PR #42, opened 2026-08-03
fix(macos): refresh cursor textures and hotspot

zhuhaichao518:
## Summary

- detect cursor texture transitions on mouse button down/up with bounded follow-up probes
- serialize cursor bitmaps consistently and convert hotspots using the bitmap representation scale
- remove invalid cursor nil checks and avoid sending an optional default cursor index
- add macOS tests for event coverage and hotspot conversion

## Verification

- user-verified in CloudPlayPlus with Slay the Spire 2 and the brush cursor
- `flutter test` (8/8 passed)
- macOS XCTest (5/5 passed)
- `./build.sh --macos --release`

Release artifact: `cloudplayplus/build/macos/Build/Products/Release/cloudplayplus.app`

### DIFF
--- a/macos/Classes/HardwareSimulatorPlugin.swift
+++ b/macos/Classes/HardwareSimulatorPlugin.swift
@@ -2154,7 +2154,18 @@ public class HardwareSimulatorPlugin: NSObject, FlutterPlugin {
   var jsHashWithImageHash = Dictionary<String, UInt32>()
   var cursorHashesByCallback = Dictionary<Int, Set<UInt32>>()
   var hookAllCursorImage = Dictionary<Int, Bool>()
-  let cursorMonitorMask: NSEvent.EventTypeMask = [.mouseMoved, .leftMouseDragged, .rightMouseDragged, .otherMouseDragged]
+  let cursorMonitorMask: NSEvent.EventTypeMask = [
+    .mouseMoved,
+    .leftMouseDragged,
+    .rightMouseDragged,
+    .otherMouseDragged,
+    .leftMouseDown,
+    .leftMouseUp,
+    .rightMouseDown,
+    .rightMouseUp,
+    .otherMouseDown,
+    .otherMouseUp,
+  ]
 
   func JSHash(buffer: [UInt8], size: Int) -> UInt32 {
     var hash: UInt32 = 1315423911
@@ -2162,6 +2173,91 @@ public class HardwareSimulatorPlugin: NSObject, FlutterPlugin {
         hash ^= ((hash << 5) &+ UInt32(buffer[i]) &+ (hash >> 2))
     }
     return hash & 0x7FFFFFFF
+  }
+
+  static func cursorHotSpotInPixels(
+    _ hotSpot: NSPoint,
+    pixelWidth: Int,
+    pixelHeight: Int,
+    pointSize: NSSize
+  ) -> (x: UInt32, y: UInt32) {
+    let scaleX = pointSize.width > 0
+      ? CGFloat(pixelWidth) / pointSize.width
+      : 1
+    let scaleY = pointSize.height > 0
+      ? CGFloat(pixelHeight) / pointSize.height
+      : 1
+
+    return (
+      x: cursorCoordinate(hotSpot.x * scaleX),
+      y: cursorCoordinate(hotSpot.y * scaleY)
+    )
+  }
+
+  private static func cursorCoordinate(_ value: CGFloat) -> UInt32 {
+    guard value.isFinite, value > 0 else { return 0 }
+    return UInt32(min(value.rounded(), CGFloat(UInt32.max)))
+  }
+
+  private func appendUInt32BE(_ value: UInt32, to bytes: inout [UInt8]) {
+    bytes.append(UInt8((value >> 24) & 0xFF))
+    bytes.append(UInt8((value >> 16) & 0xFF))
+    bytes.append(UInt8((value >> 8) & 0xFF))
+    bytes.append(UInt8(value & 0xFF))
+  }
+
+  private func encodeCursorBitmap(
+    image: NSImage,
+    hotSpot: NSPoint
+  ) -> (hash: UInt32, payload: Data)? {
+    guard let bitmapRep = image.representations.first(where: {
+      $0 is NSBitmapImageRep
+    }) as? NSBitmapImageRep,
+      let pixels = getBitMapInt8(bitmapRep: bitmapRep) else {
+      return nil
+    }
+
+    let messageHash = JSHash(buffer: pixels, size: pixels.count)
+    let pointSize = bitmapRep.size.width > 0 && bitmapRep.size.height > 0
+      ? bitmapRep.size
+      : image.size
+    let hotSpotPixels = Self.cursorHotSpotInPixels(
+      hotSpot,
+      pixelWidth: bitmapRep.pixelsWide,
+      pixelHeight: bitmapRep.pixelsHigh,
+      pointSize: pointSize
+    )
+
+    var bytes: [UInt8] = [9]
+    appendUInt32BE(UInt32(clamping: bitmapRep.pixelsWide), to: &bytes)
+    appendUInt32BE(UInt32(clamping: bitmapRep.pixelsHigh), to: &bytes)
+    appendUInt32BE(hotSpotPixels.x, to: &bytes)
+    appendUInt32BE(hotSpotPixels.y, to: &bytes)
+    appendUInt32BE(messageHash, to: &bytes)
+    bytes.append(contentsOf: pixels)
+    return (messageHash, Data(bytes))
+  }
+
+  private func handleCursorMonitorEvent(_ event: NSEvent) {
+    checkMouseCursor()
+    sendCursorPositionToAll()
+
+    switch event.type {
+    case .leftMouseDown, .leftMouseUp,
+         .rightMouseDown, .rightMouseUp,
+         .otherMouseDown, .otherMouseUp:
+      // Games commonly swap their cursor after handling the button event or
+      // on the following render frame. Bounded follow-up probes catch that
+      // transition without introducing a permanent high-frequency timer.
+      for delay in [16, 50] {
+        DispatchQueue.main.asyncAfter(deadline: .now() + .milliseconds(delay)) {
+          [weak self] in
+          self?.checkMouseCursor()
+        }
+      }
+    default:
+      break
+    }
   }
 
   func getBitMapInt8(bitmapRep: NSBitmapImageRep) -> [UInt8]?{
@@ -2280,16 +2376,15 @@ public class HardwareSimulatorPlugin: NSObject, FlutterPlugin {
   }
 
   private func checkMouseCursor() {
-   
-    let currentCursor = NSCursor.currentSystem 
-    if(currentCursor == nil){
-        return;
+    guard !cursorChangedCallbacks.isEmpty,
+      let currentCursor = NSCursor.currentSystem else {
+      return
     }
-    
-    let cursorImage = currentCursor?.image
-    let hotSpot = currentCursor?.hotSpot
 
-    let cursorImageHashes = sha256ForAllBitmapReps(in: cursorImage!)
+    let cursorImage = currentCursor.image
+    let hotSpot = currentCursor.hotSpot
+
+    let cursorImageHashes = sha256ForAllBitmapReps(in: cursorImage)
 
     if(cursorImageHashes == previousCursorImageHashes){
         return;
@@ -2298,8 +2393,7 @@ public class HardwareSimulatorPlugin: NSObject, FlutterPlugin {
     previousCursorImage = cursorImage
 
     //system default
-    if defaultCursorHasher?.getHashMap().keys.contains(cursorImageHashes) ?? false {
-      let cursorIndex = defaultCursorHasher?.getHashMap()[cursorImageHashes]
+    if let cursorIndex = defaultCursorHasher?.getHashMap()[cursorImageHashes] {
         //print("default: \(cursorIndex!)");
         for callbackID in cursorChangedCallbacks {
             if !(hookAllCursorImage[callbackID] ?? false) {
@@ -2312,26 +2406,20 @@ public class HardwareSimulatorPlugin: NSObject, FlutterPlugin {
                 methodChannel?.invokeMethod("onCursorImageMessage", arguments: message)
             } else {
                 // For hookAll=true, treat it as if it's not a default cursor
-                let imagedataInt8 = getBitMapInt8(bitmapRep: cursorImage!.representations[0] as! NSBitmapImageRep)
-                let messageHash = JSHash(buffer: imagedataInt8!, size: imagedataInt8!.count)
+                guard let encoded = encodeCursorBitmap(
+                  image: cursorImage,
+                  hotSpot: hotSpot
+                ) else {
+                  continue
+                }
+                let messageHash = encoded.hash
                 jsHashWithImageHash[cursorImageHashes] = messageHash
-
-                var int8Image:[UInt8] = [9];
-                int8Image.append(contentsOf:[0,0,0,UInt8(cursorImage!.representations[0].pixelsWide)])
-                int8Image.append(contentsOf:[0,0,0,UInt8(cursorImage!.representations[0].pixelsHigh)])
-                int8Image.append(contentsOf:[0,0,0,UInt8(hotSpot!.x)])
-                int8Image.append(contentsOf:[0,0,0,UInt8(hotSpot!.y)])
-                int8Image.append(UInt8((messageHash >> 24) & 0xFF))
-                int8Image.append(UInt8((messageHash >> 16) & 0xFF)) 
-                int8Image.append(UInt8((messageHash >> 8) & 0xFF))
-                int8Image.append(UInt8(messageHash & 0xFF))
-                int8Image.append(contentsOf: imagedataInt8!)
 
                 let message: [String: Any] = [
                     "callbackID": callbackID,
                     "message": CursorConstants.cursorUpdatedImage,
                     "msg_info": messageHash,
-                    "cursorImage": FlutterStandardTypedData.init(bytes: Data(int8Image))
+                    "cursorImage": FlutterStandardTypedData.init(bytes: encoded.payload)
                 ]
                 methodChannel?.invokeMethod("onCursorImageMessage", arguments: message)
                 markCursorHashSeen(callbackID, messageHash)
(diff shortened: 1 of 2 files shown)


zhuhaichao518:
@hxyshadow review

macos/Classes/HardwareSimulatorPlugin.swift
```diff
@@ -2164,6 +2175,91 @@ public class HardwareSimulatorPlugin: NSObject, FlutterPlugin {
...
+    sendCursorPositionToAll()
+
+    switch event.type {
+    case .leftMouseDown, .leftMouseUp,
+         .rightMouseDown, .rightMouseUp,
+         .otherMouseDown, .otherMouseUp:
+      // Games commonly swap their cursor after handling the button event or
+      // on the following render frame. Bounded follow-up probes catch that
+      // transition without introducing a permanent high-frequency timer.
+      for delay in [16, 50] {
```
hxyshadow: 💡 **Suggestion:** The bounded probe schedule `[16, 50]` ms is a nice tradeoff vs. a permanent high-frequency timer, but it's an inline magic array. Consider hoisting it to a named `static let` (e.g. `cursorTransitionProbeDelaysMs = [16, 50]`) so the coverage/latency tradeoff is discoverable and tunable in one place. Note the inherent limit worth documenting: a game that swaps its cursor >50 ms after the button event (e.g. a render hitch, or ~4+ frames at 60 fps) won't be caught until the next mouse-move — acceptable for now, just flagging the boundary.

hxyshadow (approved):
**✅ APPROVE(通过)**

## Code Review: #42 — fix(macos): refresh cursor textures and hotspot

**Verdict: Approved ✅** (0 issues, 1 suggestion)
**Author:** @zhuhaichao518 | **Files:** 2 (+173 -87)
**Reviewed against:** `a00f64e` (HEAD)

First-pass review — no prior reviewer, verified on disk against HEAD with full cross-file impact analysis. This is a solid correctness + robustness refactor. Every change either fixes a real crash path or improves the wire encoding, and the new XCTests pin the two trickiest units.

### ✅ Looks Good
- **Crash-path hardening.** `encodeCursorBitmap` replaces the old `representations[0] as!` force-cast with a safe `.first(where: { $0 is NSBitmapImageRep }) as? NSBitmapImageRep` + `guard`. Same `guard`-and-`return nil` shape is now applied at all four call sites (default-hookAll branch, cache branch, fresh-image branch, and the `hookCursorImage` initial push), so a rep-less cursor degrades gracefully instead of trapping.
- **Hotspot scaling is now principled and NaN-safe.** `cursorHotSpotInPixels` derives the scale from the bitmap representation (`pixelsWide / pointSize.width`) instead of the old `NSScreen.backingScaleFactor` + `<=32 ? 1.0` heuristic, and `cursorCoordinate` clamps non-finite / negative to 0 and caps at `UInt32.max` via `min(...rounded(), UInt32.max)`. The two XCTests (`…UsesBitmapRepresentationScale` asserting 7.5·(64/32)=15, and `…ClampsInvalidCoordinates` asserting NaN/negative→0) lock both paths.
- **Wire header widened to real BE UInt32.** `appendUInt32BE(UInt32(clamping: pixelsWide))` replaces the old `[0,0,0,UInt8(pixelsWide)]` single-byte-with-3-zero-pad, which silently truncated any dimension/hotspot ≥256. Layout is byte-identical for the common ≤255 px cursor, and the Dart consumer (`hardware_simulator_method_channel.dart:54`) forwards `cursorImage` opaquely, so no consumer change is needed. Nice that hotspot is now folded into the shared `encodeCursorBitmap` too, killing three duplicated hand-rolled serializers.
- **Dead-code removal is genuinely dead.** The removed `if(cursor == nil || cursor.image == nil)` in `CursorHasher.calculateHashesForDefaultCursors` operated on a `[NSCursor: Int]` literal with non-optional keys — the check could never fire. Similarly the `defaultCursorHasher?…keys.contains` → `if let cursorIndex = …[hash]` rewrite is a clean optional-binding simplification with identical semantics.
- **Button-transition probing is well-bounded.** Adding the 6 mouse down/up masks + the `[16, 50] ms` follow-up `checkMouseCursor()` probes catches the common "game swaps cursor on the frame after the click" case without a permanent high-frequency timer. Both probes use `[weak self]` (no retain cycle) and `checkMouseCursor`'s early-out guards make the extra calls idempotent/cheap. The `cursorMonitorMask` change is covered by the new `testCursorMonitorIncludesButtonTransitions`, and all three monitor-registration sites (`hookCursorImage`, the two `hookCursorPosition` paths) reuse the same mask constant, so coverage is symmetric.

### 💡 Suggestions
- **HardwareSimulatorPlugin.swift:2252** — hoist the `[16, 50]` probe schedule to a named `static let` and document the >50 ms boundary (see inline). Non-blocking.

Cross-platform note: the button-transition probe is specific to the macOS global-monitor model; Windows drives cursor updates through `SetCursor`/`onCursorImageMessage` in `windows/hardware_simulator_plugin.cpp` and needs no equivalent — no sibling-platform gap introduced.

---

## Overview

Fixes macOS cursor capture in `HardwareSimulatorPlugin.swift`:
1. Adds mouse **down/up** to the global event monitor mask + two bounded follow-up probes (16 ms / 50 ms) so game cursor swaps that happen after a click are detected.
2. Extracts the duplicated cursor-bitmap serialization into `encodeCursorBitmap(image:hotSpot:)` (4 call sites), and derives hotspot scale from the bitmap rep (`pixelsWide / size.width`) instead of `NSScreen.backingScaleFactor` + the `<=32` heuristic.
3. Removes force-unwraps and dead nil checks; adds 3 XCTests.

Net −87/+173 with a large dedup — good direction.

## Strengths

- **Real bug fixed**: the old `UInt8(pixelsWide)` / `UInt8(hotSpot.x)` truncated silently for cursors >255 px or hotspots >255. `appendUInt32BE` + `UInt32(clamping:)` is correct and wire-compatible (the old code already emitted 4-byte BE with three zero pad bytes).
- **Crash removal**: `cursorImage!`, `imagedataInt8!`, and `representations[0] as! NSBitmapImageRep` were all force-unwraps/casts on Cocoa-supplied data. Using `representations.first(where: { $0 is NSBitmapImageRep })` is the right fix — a cursor whose first rep is an `NSCGImageSnapshotRep` would previously have trapped.
- `cursorCoordinate` correctly guards `isFinite` before `UInt32(...)` — an unchecked `UInt32(nan)` traps in Swift, so the clamp test is guarding a real crash.
- `guard !cursorChangedCallbacks.isEmpty` early-returns *before* mutating `previousCursorImageHashes`, so no stale-state hazard from the added short-circuit. Nice detail.

## Issues / suggestions

**1. (minor, non-blocking) State advances before encoding can fail.**
`checkMouseCursor` sets `previousCursorImageHashes = cursorImageHashes` at line ~2392, but the later `guard let encoded = encodeCursorBitmap(...) else { return }` bails afterwards. If encoding fails once, that cursor is now "already seen" and will never be sent until the user switches to a different cursor and back. Previously this path crashed instead, so it's still an improvement — but consider resetting `previousCursorImageHashes = nil` (or moving the assignment after a successful encode) in the failure path. Same applies to the `continue` inside the hookAll loop.

**2. (question) Probe cadence is hardcoded and untested.**
`for delay in [16, 50]` is the actual behavioral fix for the reported bug, and it's the one thing with no test coverage. The two tests cover the mask and the hotspot math, both of which are the easy parts. Not blocking, but at minimum pull `[16, 50]` into a named constant with a comment on why those values — 16 ms is presumably one frame at 60 Hz; that intent is only implicit.

Also note each click now fires 6 `checkMouseCursor()` calls (down + 2 probes, up + 2 probes). `checkMouseCursor` runs SHA-256 over every bitmap rep, so a rapid click-heavy game does noticeably more hashing than before. Probably fine (cursors are tiny, and it's bounded), but worth being aware of; the `cursorChangedCallbacks.isEmpty` guard mitigates the no-listener case.

**3. (nit) `pointSize` fallback chain.**
```swift
let pointSize = bitmapRep.size.width > 0 && bitmapRep.size.height > 0 ? bitmapRep.size : image.size
```
If `image.size` is also zero, `cursorHotSpotInPixels` falls back to scale 1 — which for a 2x Retina cursor silently reports the hotspot at half its true pixel position rather than failing loudly. Acceptable degradation, just undocumented; a one-line comment would help.

**4. (nit) Dead code left behind.**
`previousCursorImage` is still assigned but appears unused elsewhere; and the stale commented-out `//print("default: \(cursorIndex!)")` now references a non-optional binding. Trivial cleanup while you're in here.

**5. `hookAll` bootstrap path** now requires `encodeCursorBitmap` to succeed for the *whole* `if let` chain, so a non-bitmap-rep cursor silently skips the initial cursor push (client sees no cursor until the first move). Previously it would have crashed, so again strictly better — but the client may want a fallback.

## Testing / security

- Test coverage is reasonable for the pure functions; `cursorHotSpotInPixels` and the mask are the two testable seams and both are covered. The 16/50 ms probe logic and `encodeCursorBitmap` byte layout are untested — an `encodeCursorBitmap` header-layout assertion would be cheap and would lock the wire format.
- No security concerns. `UInt32(clamping:)` and the finite guard remove the two integer-conversion trap sites; nothing reads attacker-controlled buffer lengths.

## Verdict rationale

Every finding is a nit or a pre-existing-behavior-improved-but-not-perfect edge case. The force-unwrap removal and the BE serialization fix are unambiguous wins, and the change is user-verified on the reported repro. Item 1 is the only one I'd genuinely like addressed, and it's a one-line follow-up rather than a merge blocker.

zhuhaichao518:
Addressed the review feedback in `ee20116`:

- retry unchanged cursor textures when bitmap encoding fails instead of marking them handled
- name and document the 16/50 ms transition probe schedule
- remove the unused previous cursor image state
- cover the probe schedule in XCTest

@hxyshadow review

hxyshadow (commented):
**💬 COMMENT(评论)**

**✅ APPROVE (re-review)**

## Code Review: #42 — fix(macos): refresh cursor textures and hotspot

**Verdict: Approved ✅** (0 issues, 0 open suggestions)
**Author:** @zhuhaichao518 | **Files:** 2 (+181 -88)
**Reviewed against:** `ee20116` (HEAD) — incremental over prior APPROVE at `a00f64e`

Re-review of the `ee20116` fixup. Verified each addressed item on disk at the new HEAD. All four land correctly; nothing regressed.

### Carry-forward check (prior review items)

- ✅ **Retry unchanged cursor textures when bitmap encoding fails** (was: state advanced before encode could fail → a one-time encode failure permanently marked the cursor "seen"). Fixed cleanly: `previousCursorImageHashes = cursorImageHashes` is now advanced only on the *success* tail of each branch.
  - Default/hookAll branch (`HardwareSimulatorPlugin.swift:2428`) gates the advance behind `updatedAllCallbacks`; a failed `encodeCursorBitmap` sets it `false` + `continue`, so state stays put and the next probe retries.
  - Cache branch (`:2469`) and fresh-image branch (`:2492`) advance only after `guard let encoded = encodeCursorBitmap(...) else { return }` passes.
  - The `previousCursorImage = cursorImage` line was also dropped, so no stale-image write survives the early return.
- ✅ **Name + document the 16/50 ms probe schedule** — `static let cursorTransitionProbeDelaysMs = [16, 50]` (`:2168`); the probe loop now reads `Self.cursorTransitionProbeDelaysMs` (`:2252`) with a comment noting one-frame/short-hitch coverage and that changes after 50 ms are picked up by the next mouse event. This is exactly the hoist + boundary-doc from my prior inline 💡.
- ✅ **Remove unused previous cursor image state** — `var previousCursorImage: NSImage?` declaration and its assignment removed; the stale `//print("default: \(cursorIndex!)")` comment (which referenced a now-non-optional binding) is gone too.
- ✅ **Cover the probe schedule in XCTest** — `RunnerTests.swift:45` asserts `cursorTransitionProbeDelaysMs == [16, 50]`, pinning the constant so a future edit to the cadence trips the test.

### ✅ Looks Good
- The retry semantics are the right trade-off: a truly-unencodable cursor now keeps retrying on subsequent mouse events instead of being silently swallowed forever, and the cost is bounded to actual user interaction (mouse events + the two probes, not a permanent timer) with the `cursorChangedCallbacks.isEmpty` early-out still short-circuiting the no-listener case.
- Retry gating is symmetric across all three branches — no branch advances state on a failed encode.

No new inline comments. Clean fixup — good to merge.

---

## Overview

The PR fixes two macOS cursor issues in `HardwareSimulatorPlugin.swift`:
1. **Missed cursor updates** — the global event monitor only watched move/drag events, so a cursor swapped in response to a click was missed. Now button down/up are in the mask, plus two bounded follow-up probes (16 ms / 50 ms).
2. **Wrong hotspot & inconsistent serialization** — three copy-pasted serialization blocks are collapsed into one `encodeCursorBitmap`, and hotspot scaling now derives from the bitmap rep instead of `NSScreen.backingScaleFactor`.

Also removes dead nil checks (`NSCursor`/`image` are non-optional) and stops boxing an optional `cursorIndex`.

## Strengths

- **Dedup is the real win.** Four near-identical byte-packing blocks → one function. The old blocks disagreed with each other (one applied `scaleFactor`, two didn't) — that inconsistency *was* the bug.
- **Removes latent traps.** `UInt8(cursorImage.representations[0].pixelsWide)` traps at runtime for width ≥ 256, and `UInt8(hotSpot.x)` traps on negative/NaN. `appendUInt32BE` + `cursorCoordinate`'s finite/clamp guard fix both. Wire format is unchanged for the previously-working range (`[0,0,0,w]` == BE u32).
- **Consistency guarantee**: hash, dimensions, and hotspot now all come from the *same* `bitmapRep`, instead of hashing one rep and measuring another.
- `previousCursorImageHashes` is now only committed after a successful send, so an encode failure doesn't permanently suppress that cursor.

## Issues & suggestions

**1. `pointSize` prefers `bitmapRep.size` over `image.size` — likely backwards** (`encodeCursorBitmap`)

```swift
let pointSize = bitmapRep.size.width > 0 && bitmapRep.size.height > 0
  ? bitmapRep.size
  : image.size
```

`NSCursor.hotSpot` is documented in the **image's** coordinate space (`image.size`, points). `NSBitmapImageRep.size` is only guaranteed to match that when it was explicitly set; a rep constructed from raw pixel data defaults to reporting its *pixel* dimensions. In that case `scaleX = pixelWidth / pixelWidth = 1` and the hotspot stays in points against a 2x bitmap — exactly the halved-hotspot bug this PR is fixing, just re-entering through a different door.

Suggest inverting the preference:
```swift
let pointSize = image.size.width > 0 && image.size.height > 0 ? image.size : bitmapRep.size
```
You verified against a real game cursor, so this may never trigger in practice — but the fallback ordering is worth a second look, and it's cheap to flip.

**2. Repeated-message risk in the default-cursor branch**

`updatedAllCallbacks` is set false when a hookAll callback fails to encode, so `previousCursorImageHashes` isn't committed. Correct for the failing callback — but the *non*-hookAll callbacks in the same loop already received their message, and will receive it again on every subsequent mouse event until encoding succeeds. Consider tracking per-callback delivery, or accepting the stale-hash cost only for the hookAll subset. Low severity (encode failure is rare), but it's an unbounded-message path.

**3. Probe timers are unconditional and uncoalesced**

Every button down/up schedules 2 main-queue blocks. A click is 2 events → 4 `checkMouseCursor()` calls in 50 ms, each doing a SHA-256 over all bitmap reps. For rapid clicking (games — the exact target scenario) this is a steady stream of hashing on the main thread. `checkMouseCursor` now early-returns when there are no callbacks, which helps, but consider coalescing: cancel/skip a pending probe if one is already scheduled (a simple `pendingProbeCount` or `DispatchWorkItem` you cancel and re-arm).

**4. Test coverage gaps**

The added tests cover the mask and `cursorHotSpotInPixels` — good, and the NaN/negative clamp test is the right instinct. But nothing covers `encodeCursorBitmap`, which is the function that actually changed the wire format. A test that builds a synthetic `NSImage` with a known 2x `NSBitmapImageRep` and asserts the 21-byte header (tag, width, height, hotspot, hash) would lock in the format and would have caught issue #1 directly.

`testCursorMonitorIncludesButtonTransitions` asserting `cursorTransitionProbeDelaysMs == [16, 50]` is a change-detector test — it fails on any tuning without indicating breakage. Consider asserting invariants instead (non-empty, sorted, all ≤ some bound).

## Style / minor

- `cursorTransitionProbeDelaysMs` would be better as `[Int]` with an explicit type annotation and, ideally, a `Duration`/`DispatchTimeInterval` name that carries the unit at the use site rather than in the identifier suffix.
- Indentation of the new `guard` bodies (2-space continuation) differs from the surrounding 4-space blocks; the file is already mixed, so not a blocker.
- Nice cleanup dropping the stale `// TODO: 为什么获取到的非系统自带图片的hotSpot不对？暂缓方案` — this PR is the actual answer to that TODO.

## Risk

Low-to-moderate. Wire format is backward compatible for cursors ≤ 255 px with in-range hotspots, and strictly more correct outside that range. The main risk is the `pointSize` preference (#1) regressing Retina hotspots for cursor images whose rep size reports pixels; user verification on the reported failing case mitigates this but doesn't cover the whole space.

Overall this is a solid, well-scoped fix that removes more code than it adds and eliminates two runtime-trap paths. Worth addressing #1 before merge if you can retest on a Retina display with a non-default cursor.

hxyshadow (commented):
**💬 COMMENT(评论)**

## Overview

Refactors macOS cursor handling in `HardwareSimulatorPlugin.swift`:
- Extracts the four duplicated cursor-serialization blocks into one `encodeCursorBitmap(image:hotSpot:)`.
- Adds mouse down/up to the cursor monitor mask plus two bounded follow-up probes (16 ms, 50 ms) to catch game cursor swaps.
- Replaces the `backingScaleFactor` + "≤32px ⇒ scale 1.0" heuristic with a real pixel/point ratio for hotspot conversion.
- Drops dead nil-checks on non-optional `NSCursor` values, and adds 4 XCTests.

## Correctness

- **Wire-format widening is a real (good) fix, but a compat point.** Old code emitted `[0,0,0,UInt8(pixelsWide)]` — anything ≥256 px silently wrapped, and `UInt8(Int(hotSpot.x * scaleFactor))` would *trap* on out-of-range values. The new `appendUInt32BE` + `UInt32(clamping:)` fixes both a truncation and a crash path. Worth confirming the Dart/receiver side already parses these as big-endian u32 (it should, given the byte layout is unchanged) — if any consumer read only the low byte, this changes behavior for large cursors.
- **`previousCursorImageHashes` update moved after successful send** in all three branches, with `updatedAllCallbacks` guarding the default-cursor hookAll path. This is a correctness improvement: a failed encode no longer poisons the cache and permanently suppresses that cursor. Nice detail.
- **Early `guard !cursorChangedCallbacks.isEmpty`** is correct and skips the expensive sha256-over-all-reps when nobody is listening.
- `representations.first(where: { $0 is NSBitmapImageRep })` vs. the old `representations[0] as! NSBitmapImageRep` — removes a force-cast crash for cursors whose first rep isn't a bitmap. Good. Minor: for multi-rep (1x/2x) cursors this may pick the 1x rep; since the hotspot scale is derived from *that same rep*, the result stays self-consistent, so no bug — just lower fidelity than picking the largest rep.

## Suggestions (non-blocking)

- `handleCursorMonitorEvent` also calls `sendCursorPositionToAll()` on every down/up now (previously move/drag only). Harmless, but it's an unannounced increase in position-message traffic; worth a line in the commit message.
- The two probes call `checkMouseCursor()` unconditionally, and each one does a sha256 over every bitmap rep. Per click that's 3 hashes instead of 1. Fine at click frequency, but if rapid-fire clicking in a game becomes a hotspot, consider coalescing (drop a probe if another `checkMouseCursor` already ran within the window).
- Probes are scheduled with `[weak self]` on the main queue — good — but they aren't cancelled when the last callback unregisters. The `cursorChangedCallbacks.isEmpty` guard makes them no-ops, so this is fine; just noting it's guarded by that guard, not by cancellation.
- `cursorCoordinate` uses `value > 0`, so exactly-0 falls to the `return 0` path — same result, but `value >= 0` would read more obviously as "clamp negatives".
- The comment on `pointSize` fallback (image.size vs bitmapRep.size) is genuinely useful — good that it explains *why*, not *what*.

## Tests

Solid for a plugin layer that's usually untested: mask contents, probe delays, hotspot scaling, invalid-coordinate clamping, and a full round-trip byte-layout assertion (`21 + 64*48*4`, header fields at fixed offsets). The byte-layout test in particular locks in the wire format, which is the riskiest part of this change.

Gaps, if you want to extend later: no test for the `encodeCursorBitmap` → `nil` path (non-bitmap rep) or for the `updatedAllCallbacks == false` cache-not-poisoned behavior, which is the subtlest logic added here.

## Security / risk

Nothing security-relevant. Main residual risk is the receiver-side parsing of the widened dimension/hotspot fields; PR body reports user-verification in CloudPlayPlus, which covers that.

Net: a clean deduplication that removes two crash paths and a truncation bug, with tests pinning the format. Already merged; no blockers.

## Directions for this task
Looking at the data above, show all lines where the word "hookAllCursorImage" occurs.

## Answer box
   var hookAllCursorImage = Dictionary<Int, Bool>()
             if !(hookAllCursorImage[callbackID] ?? false) {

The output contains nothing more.